Выбрать главу
Эдем как детский сад

У каждого поэта — свои отношения с Богом. Я говорю не о так называемых духовных стихах, как правило лишь иллюстрирующих Священное Писание или предание. Я имею в виду сотворение (со-творение) поэтом новой эстетической реальности — от пушкинского «Отцы пустынники и жены непорочны», бунинского «…к милосердным коленям припав» или пастернаковского «о Господи, как совершенны…» до легкомысленного запускания в небеса ананасом или грозного богоборческого рыка «Эй, вы! Небо! Снимите шляпу! Я иду!» И. Кабыш не молитвословит и не кощунствует (хотя в последнем ее не без оснований может упрекнуть истинно верующий). Она говорит с Богом как свободный человек — каким он и замышлялся в шестой день творения. Она смеет задавать Ему неудобные вопросы. Подозреваю, что Богу это угодно. Ибо Он поругаем не бывает.

Ее героине снятся разметанные взрывом «летящие дети», и она в свою очередь готова «возвратить билет»: «Оставь меня, Господи, лучше в покое!.. / Когда подымаешь над миром пращу, / подумай о том, что мы знаем лишь двое: / чего я тебе никогда не прощу…» Да уж. Как та мать, которая, по мысли Ивана Карамазова, даже в вечности не смеет обняться с мучителем своего ребенка, — она, лирический поэт, склонна «не плакать и молиться, / а молча пить из черепа врага». И вопреки всякой политкорректности заявить: «Мало мне ока боевика, / подрывника — частей». Может ли поэт ставить Творцу ультиматум? «…Господи, если ты их простишь, / то не прощай меня».

Конечно: «Мне отмщение, и Аз воздам». Но женщине дано иное устройство зрения: «Видит Бог, кому все это надо — / женщина не видит из-за слез».

«Сквозь увеличительные слезы» (если воспользоваться строкой К. Ваншенкина) смотрит на мир лирическая героиня Инны Кабыш. В том числе — на детский мир, как многознаменательно названа вторая ее книга. (Кстати, название еще одного цикла — «Безотцовщина» — не есть ли метафора все той же богооставленности?) Пожалуй, редко кому из русских поэтов присуще такое пронзительное и трагедийное ощущение детства — как единственно подлинной жизни, ее единственного мерила.

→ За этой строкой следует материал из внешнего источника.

PR #1266, opened 2026-09-18
Add Flamincome VaultYUSDT exploit PoC - permissionless Convex stakeFor inflates Strategy NAV, VaultYUSDT overpays on withdrawAll

BhariGowda:
VaultYUSDT.balance() -> Strategy.balanceOfY() -> impl 0xFf20DE3f.deposited() values the Strategy's Convex position as BaseRewardPool.balanceOf(Strategy) x metapool.get_virtual_price() plus aUSDT and USDT reserves. Two compounding flaws combine to drain it.

First, Convex's BaseRewardPool.stakeFor(Strategy, amount) is permissionless. Any address can stake Convex deposit tokens "for" the Strategy, directly inflating what the Strategy believes it owns without the Strategy ever depositing or consenting to anything.

Second, the Convex pool in question is the USDP/3CRV metapool, which was deeply depegged at the time (1,526,591 USDP vs 3,263 3CRV, USDP trading around $0.20), yet get_virtual_price() still reported around 1.0149 with no TWAP or deviation guard. That made the metapool LP mintable cheap while still being credited to the Strategy at close to par.

VaultYUSDT is a plain proportional-share vault: shares mint at honest NAV on deposit, then the attacker inflates NAV via stakeFor, then withdrawAll() redeems at the inflated price.

Real attack, reconstructed from the trace since multiple alert sources gave conflicting or oversimplified shapes: a Morpho USDT flash loan funds two separate legs that together mint 691,647 metapool LP tokens. Leg one runs USDT through 3pool, into the LUSD metapool, through a yVault, then a Balancer swap (capped by the pool's 50% MAX_IN_RATIO, which is why this leg alone only reaches about 230K LP). Leg two buys the depegged USDP directly and zaps it into add_liquidity on the metapool for the remaining ~461K LP. The combined LP gets staked via stakeFor(Strategy, amount), which inflates the Strategy's tracked NAV, and the attacker then calls VaultYUSDT.withdrawAll() to redeem at the inflated price, pulling real aUSDT/USDT out of the Strategy and repaying the flash loan.

The Strategy address is a proxy; deposited() and withdraw() delegatecall to the impl contract, confirmed to be the same logical contract rather than a separate one. A Uniswap V4 unlock call appears in the same tx but is incidental plumbing for the USDP purchase, not part of the value-extraction mechanism, and the PoC reproduces the full loss without it.

Reconstructed as a named exploit contract making real typed calls end to end: the flash loan callback, the real Curve/Balancer/yVault swap routes for both LP-acquisition legs, the real Convex stakeFor call, and the real VaultYUSDT.withdrawAll() redeem. No bytecode blob, no raw calldata replay, no settled-state shortcut. The attacker EOA starts at 0 USDT; every token comes from the flash loan and real market operations.

Reproduced: 344,751 USDT net profit (reported ~$345.9K, 99.7% match), 693,480e18 LP staked (real 691,647, 100.3% match), and gross Strategy loss of 597,352 USDT (reported ~$595K, matches).

Fork at parent block 25990442, exploit tx 0x5ff8150482f5473bff16b4a142a98a7f72b159df5e9dd38afd90470551640d37.


SunWeb3Sec:

- ✅ PoC authenticity: genuine on-fork reconstruction (flash loan → honest-NAV deposit → real Curve/Balancer/yVault swaps to mint metapool LP → permissionless `stakeFor` NAV inflation → `withdrawAll`). No bytecode/calldata replay, no settled-state shortcut.
- ✅ `forge test --contracts src/test/2026-09/Flamincome_exp.sol -vvv` — PASS. Net profit 344,751.209366 USDT (reported ~$345.9K), gross Strategy loss 597,352.101480 (reported ~$595K).
- ✅ README: incident count 860→861, new entry correctly hyperlinked and ordered.

Thanks for the contribution!

PR #1267, opened 2026-09-19
Add PrimeFinance PRFI oracle exploit PoC - permissionless stale signed report overwrite drains lending pool

BhariGowda:
DataStreamConsumer.verifyReport(bytes) is permissionless. It forwards to the Chainlink Verifier proxy, which checks the DON signature on the report is valid, but never checks the report is fresh. A validly-signed report with an expiresAt of 2025-11-01 was accepted and applied at a 2026-09-16 block, well past its own expiry. Stale-but-signed is accepted the same as fresh.

Confirmed permissionless three ways: calling verifyReport from an arbitrary address with no role and no prior state returns success at the parent block, the exploit block, and current head. The consumer contract is Ownable, but owner()/transferOwnership only gate config setters, not verifyReport itself. And the real attacker's own freshly-deployed contract, holding no special role, called it directly in the exploit tx.

Real attack, single tx: flash-loan 100 WHYPE from Morpho Blue, call verifyReport twice with the two real DON-signed reports captured from the exploit tx's own calldata, which reprices PRFI from about $0.0021 to about $0.1101 (roughly 52x). Buy PRFI off the thin WHYPE/PRFI pool at the now-inflated valuation, deposit it as collateral, borrow WHYPE against the inflated collateral value, repay the flash loan.

Reconstructed as a named exploit contract making real typed calls, using the real captured DON-signed report bytes for verifyReport rather than faking any storage writes. No bytecode blob, no raw calldata replay, no settled-state shortcut.

Reproduced: 425.521620381705945356 WHYPE drained from the reserve, exact match to the reported ~425.5 WHYPE. Net profit in the PoC comes to about 397.02 WHYPE against a reported ~398.70, a small gap explained by HyperswapPair's non-constant-product accounting on the actual PRFI buy (about 26.82 WHYPE moved on-chain for 795,587 PRFI, versus about 28.5 WHYPE a plain constant-product model would need for the same collateral) rather than any imprecision in the exploit mechanism itself, since the collateral and borrow amounts were sized to the real on-chain figures and the reserve drain matches to the wei.

Two things worth flagging for review: this fork requires an archival RPC (the public rpc.hyperliquid.xyz/evm only serves current storage for historical blocks, which breaks Aave's index math at a past block with a MathError). The test uses hyperliquid.drpc.org as a hardcoded fork URL inside the file rather than touching foundry.toml, since no hyperevm alias exists there yet. Also, no hyperevm alias was added to foundry.toml at all, since that's a shared-config change outside what I'd want bundled into a PoC PR.

Exploit tx: https://hyperevmscan.io/tx/0xff990876d863a61732779c341991215856c89420b84daaf31eece7ecd5ff4243
Attacker: 0x19bc1c7fd4aa93f540498499b8f5b4fc3dde5a52


SunWeb3Sec:

- ✅ PoC authenticity: genuine on-fork reconstruction. The permissionless `DataStreamConsumer.verifyReport` call is exercised directly on-fork with the real captured DON-signed reports (used as call arguments, not deployed as bytecode or replayed as raw calldata), followed by real swap/deposit/borrow calls. No bytecode blob, no calldata replay, no settled-state shortcut.
- ✅ `forge test --contracts src/test/2026-09/PrimeFinance_exp.sol -vvv` — PASS (after a transient RPC 408/rate-limit on first attempt, confirmed infra-only and retried clean). Drained 425.521620381705945356 WHYPE (exact match to reported ~425.5 WHYPE), net profit 397.02 WHYPE (reported ~398.70, small gap explained in the PoC comments by AMM accounting).
- ✅ Fork target: hardcoded `https://hyperliquid.drpc.org` — drpc.org is the same public-RPC provider already trusted for several chains in this repo's own `foundry.toml` (polygon, linea, sei, cronos), so this is treated as a recognized public RPC rather than an unfamiliar one. No `hyperevm` alias exists yet in `foundry.toml`; the author correctly avoided touching shared config.
- ✅ README: count correctly bumped, entry hyperlinked with a resolving anchor.
- ℹ️ This PR's README edit conflicted with #1266 (merged just before it, same incident date). Rebased `feat/prime` onto updated `main`, reapplied the count bump (861→862) and merged both dated entries in the incident list, and pushed the rebase back to this PR's branch before merging — no change to the PoC itself.

Thanks for the contribution!

PR #1268, opened 2026-09-19
Add Likwid margin position exploit PoC - missing pairDelta update in leverage=0 borrow freezes AMM quote

BhariGowda:
LikwidMarginPosition._executeAddCollateralAndBorrow, the leverage=0 branch of addMargin, sets delta.lendDelta, delta.mirrorDelta, and delta.marginDelta, but never sets delta.pairDelta. That field is the only one that feeds back into the AMM's pairReserves through the unlock callback. The leverage>0 branch, _executeAddLeverage, does set it correctly a few lines away. So a leverage=0 margin borrow leaves pairReserves completely frozen, even though real value is moving through the position.

SwapMath.getAmountOut(poolState.pairReserves, ...), called at the top of the same function on every invocation, keeps quoting off those frozen reserves. Since the reserves never actually update, every leverage=0 borrow gets requoted at the exact same marginal price with zero AMM slippage, no matter how many times it's called.

addMargin is external payable, gated only by owning the position NFT the caller mints for itself in the same call. No admin role, no signer, fully unprivileged.

Real attack, single tx: the attacker's contract, already holding 218.58M of the token from before the exploit block (confirmed genuine pre-state, not sourced same-tx), called addMargin 24 times with leverage=0 and marginForOne=true. The first 15 calls each borrow an identical 4.787036566 BNB, the static-reserve signature of the bug. After that the borrow size tapers, not because the price ever moves, but because borrowMaxAmount is separately capped at 20% of the shrinking realReserves. Total: 211,832,397.21 tokens deposited across all calls, 74.310377810 BNB drained.

Reconstructed as a named exploit contract making the real typed addMargin(PoolKey, CreateParams) calls into the real LikwidMarginPosition and LikwidVault, replaying the actual 24-call sequence rather than a single shortcut call. The attacker's pre-held token balance is funded via a prank-transfer, not deal() or a minted balance, since that reflects the real pre-exploit state. No bytecode blob, no raw calldata replay, no settled-state shortcut.

Reproduced: 74.310377807370642618 BNB drained, a 3-wei difference from the real 74.310377810 BNB.

Two notes on the fork setup: the bsc alias in foundry.toml (binance.llamarpc.com) is dead and non-archival regardless, so the test reads a BSC_RPC env override pointing at an archival endpoint rather than touching foundry.toml. It also needs evm_version = cancun since the vault's V4-style unlock uses transient storage, applied as an inline forge-config annotation on the test rather than a global config change.

Run: BSC_RPC=https://bsc-mainnet.public.blastapi.io forge test --contracts src/test/2026-09/Likwid_exp.sol -vvv

Exploit tx: https://bscscan.com/tx/0x83cbd07d59aedc2f114c351c568d3386ff5bc7caa87d12bc6494e2dc7bf16f4d
Attacker: 0x90bde1e0bb16b3deeb9d638acf8d01f19fd2f31e


SunWeb3Sec:

- ✅ PoC authenticity: genuine on-fork reconstruction. The real 24-call `addMargin` sequence is replayed exactly against the deployed `LikwidMarginPosition`/`LikwidVault`, exploiting the missing `pairDelta` update directly on-fork. The attacker's pre-held TOKEN balance is confirmed genuine pre-exploit state (present since before the fork block) and is only used as working capital, not as an unreconstructed manipulation step — the actual exploit (repeated frozen-quote borrows) is fully performed in Solidity. No bytecode blob, no calldata replay, no settled-state shortcut.
- ✅ `forge test --contracts src/test/2026-09/Likwid_exp.sol -vvv` (with `BSC_RPC` pointed at an archival BSC endpoint, since the `bsc` alias in `foundry.toml` is dead/non-archival) — PASS. Drained 74.310377807370642618 BNB, matching the reported ~74.310377810 BNB to within 3 wei.
- ✅ Fork target: `https://bsc-mainnet.public.blastapi.io` is a known-good public archival BSC RPC; no `foundry.toml` changes needed since the PoC reads it via an env-var override, not a hardcoded value.
- ✅ README: count correctly bumped, entry hyperlinked with a resolving anchor.
- ℹ️ This PR's README edit conflicted with #1266/#1267 (merged just before it). Rebased `feat/likwid` onto updated `main`, reapplied the count bump (862→863) and reordered the incident-list/detail entries by date, and pushed the rebase back to this PR's branch before merging — no change to the PoC itself.

Thanks for the contribution!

Например, детство почти проигнорировал (по причинам, впрочем, понятным) автор «Прибежали в избу дети»: для него значима только лицейская юность. Для Кабыш — «рай — это там, где нет людей, / а только дети и собаки». Нет, это не инфантильная «остраненка» (хотя сравнить птиц с бельевыми прищепками способен как раз ребенок). Это взгляд женщины взрослой и достаточно умудренной, которая знает, что «действительно смерть придет». Не может не поразить соединение детства и того неведомого загробья, где пребывают родные души: «Так ждут нас наши мертвые в могилах, / как дети у забора в детсаду». А с другой стороны — «ад — пребывать в Эдеме, зная, / что за тобою не придут». Ибо насельники рая и ада — все те же дети.

«Он награжден каким-то вечным детством» — это Ахматова о Пастернаке. «Детство — Отрочество — Детство»: это Кабыш — о себе. Вечное детство. При том, что авторской искушенности хватило бы на десятерых.

«Не хочу другого мальчика!»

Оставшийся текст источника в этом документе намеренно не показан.